梅眉说完自己忍不住笑起来,梅妈也笑了起来,爱怜地看着眼前这个,已为人妇的大闺女,又叹口气低头走了出来。
黄凯醒来的时候还是头晕脑胀,胃也难受,强打起精神喝了两口汤后,跟梅眉一起,向梅家人辞行。梅明把他们装满农家菜的行李袋先一步送往车站了,梅妈跟着他们俩走了一路,也唠叨了一路,
“黄凯,不是我自私啊,梅眉出嫁前,我就跟拜托你照顾她,不要让她受苦。可是你现在看看,她还怀着孩子呢,上面照顾老的我也不讲了,回来辞年的两天时间,还是她在照顾你。虽说梅眉是跟着我们在农村长大,我跟她爸也从没让她干过农活,出嫁前也是丰衣足食过的。你们现在成家了,马上孩子都出生了,说句不该说的,也要为孩子多点打算,尤其在金钱上,吃穿住行,哪一件不要等钱花呢。”
黄凯强扯起嘴角的笑着应付一句,“妈,我知道呢。”
“你的老婆就是你的脸面,下次回家来的时候,给梅眉穿件我们没见过的衣服,她什么时候都是我家女儿,如果你没有钱打扮她,提前跟我说,我给她买件新的钱还能挤出来。”

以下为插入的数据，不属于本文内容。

PR #204, opened 2024-01-26
[WIP] Add Tptp v8.2

Gbury:
This add TPTP v8.2 to Dolmen.

This is still a work in progress, and there are quite a few things to add (mainly around typechecking).


Gbury:
This is outdated, since TPTP `v9.1.0` has been recently released, I'll see when i have time to update the TPTP parser.

Issue #205, opened 2024-02-27
Question regarding BV logic in SMT files


rod-chapman:
I have many SMT2.6 files, all of which use the "BV" logic for BitVectors, and (in particular) use the "bv2nat" function that is supported by Z3, CVC4 and CVC5.

Dolmen appears to reject this - e.g.
```
204 |   (ite (bvsge x (_ bv0 16)) (bv2nat x) (- (- 65536 (bv2nat x)))))
                                   ^^^^^^
Error Unbound identifier: `bv2nat`
```

Any workaround for this?

Gbury:
Unfortunately, there is no current workaround, but I'm planning to work on one in the coming days.

For a bit of context: although supported by Z3, CVC4 and CVC5, `bv2nat` is not part of the official standard defined by the smtlib. More specifically, [the theory](https://smtlib.cs.uiowa.edu/theories-FixedSizeBitVectors.shtml) for BV internally defines `bv2nat` but only so that it can be used in its semantic specification.

Until now, `dolmen` has strived to implement the standard, at least as a first goal, so that it could be used to check conformity against that standard. However, it appears that it's not sufficient anymore, so I'm planning to add a notion of typing extensions: these extensions would be enabled by cli flags and effectively add new functions to the typing builtins (similar to how the parsing extensions work, see #190 ).

rod-chapman:
Understood. I'm trying to get a non-trivial program verification benchmark into the SMTComp suite. The code is cryptographic, so it has modular arithmetic and BV stuff all over the place...

Gbury:
I should have an experimental version of `dolmen` that can accept `bv2nat` by the end of the week.

Gbury:
Just to make sure, what would be the expected signature of the `bv2nat` function ?

rod-chapman:
Not sure.... how is it declared in Z3, CVC4 and CVC5?

bclement-ocp:
As far as I could tell when implementing these functions for Alt-Ergo, they use a family of function symbols of the form `(bv2nat (_ BitVec n) Int)` for all `n > 0`, and indexed function symbols `((_ int2bv n) Int (_ BitVec n))` for `n > 0`.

本一直低头看脚尖的黄凯,闻此言脸腾地烧起来,转脸看身边的梅眉,眼神陡地冷峻下来,却不敢发作,只有耷拉着脑袋,继续沉默往前走。梅眉已经来不及阻止梅妈说话,心里暗自叫苦,反手拽住梅妈,“妈,车站就到了,哥在车站,家里没人呢,你先回去吧。”
梅妈酝醇了一路的话也说出口了,也不计较黄凯如何反应,梅眉让她回去,她叮嘱梅眉两句,也就转了身往回了。梅眉再转身,黄凯完全没有停留,径直一个人往前走着。梅眉心里也不舒服:一为梅妈好心办的坏事,一为黄凯摆出这气恼的样子给自己看。她还不想哥哥梅明看见他俩怄气的样子,快步追上黄凯并肩同行到了车站。

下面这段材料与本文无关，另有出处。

PR #214, opened 2024-05-06
feat: Add support for user-defined builtins with Dune plugins

### LINKED ISSUE #203: Supporting evaluation for custom functions
If an input file contains custom built-in functions, Dolmen's binary cannot check the model as Dolmen's evaluation function doesn't know this built-in. 

For instance `Alt-Ergo` has a custom built-in `round` function which isn't a part of the SMT-LIB standard. 
As we discussed offline, this low-priority feature is annoying to implement.

A naive way to support this feature in AE without modifying Dolmen consists in adding definitions for these builtins in the input problem which means we have to add an option in AE to check models with Dolmen's library instead of calling the binary on the outputted model by the solver.

bclement-ocp:
This patch adds support for model extensions in `Dolmen_loop` using a similar mechanism to typing extensions.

黄凯到了车上还是一言不发,梅眉小心地解释了一句,“我没有和我妈说任何事,也没在她面前说过年没买衣服的话。她唠叨惯了,你不要往心里去吧。”
黄凯头抵在前座的椅背上,既不抬头更不抬眼,瓮声瓮气地回答,“原本就是我家穷,我也穷,你妈又没说错。我没事,也不会责怪你妈,你放心吧。”
梅眉听着他话里的疏离,更看着两个人身影的疏离,一股寒凉意从后脊梁升腾而起,竟是穿再多的衣服都挡不住的了。
下车拎行李袋的时候,黄凯也不知是有意还是无心,居然嘟囔了一句,“什么金贵的东西,装这么多,当我吃不饱饭啊?”
一句话把梅眉心里憋着的火给点着了,也不顾路上的行人,直接一脚踢到行李袋上,也一句话抛过来,“这可是有意思的话了!真嫌弃啊,就扔了吧。”顾自一个人回家来。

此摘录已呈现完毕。